STORED DATA below:

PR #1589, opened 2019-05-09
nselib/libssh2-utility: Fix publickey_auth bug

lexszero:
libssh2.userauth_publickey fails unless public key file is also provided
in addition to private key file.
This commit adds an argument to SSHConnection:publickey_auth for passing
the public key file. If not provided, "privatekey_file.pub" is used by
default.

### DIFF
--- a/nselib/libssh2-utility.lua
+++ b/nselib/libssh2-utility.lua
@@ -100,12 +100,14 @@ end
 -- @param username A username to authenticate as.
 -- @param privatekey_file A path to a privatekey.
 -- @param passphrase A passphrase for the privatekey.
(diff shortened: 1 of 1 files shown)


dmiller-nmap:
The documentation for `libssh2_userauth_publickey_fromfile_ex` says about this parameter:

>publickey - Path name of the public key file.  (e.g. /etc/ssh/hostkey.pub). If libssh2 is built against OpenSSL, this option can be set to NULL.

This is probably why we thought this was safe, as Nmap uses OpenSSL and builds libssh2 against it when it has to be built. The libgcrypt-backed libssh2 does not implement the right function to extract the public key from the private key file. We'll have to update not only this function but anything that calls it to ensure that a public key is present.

End of STORED DATA.

*WHAT IS REQUIRED*: A reply should hold exactly the lines from the one containing "set to NULL." through the end of the data above, nothing more.

*THE ANSWER*:
>publickey - Path name of the public key file.  (e.g. /etc/ssh/hostkey.pub). If libssh2 is built against OpenSSL, this option can be set to NULL.

This is probably why we thought this was safe, as Nmap uses OpenSSL and builds libssh2 against it when it has to be built. The libgcrypt-backed libssh2 does not implement the right function to extract the public key from the private key file. We'll have to update not only this function but anything that calls it to ensure that a public key is present.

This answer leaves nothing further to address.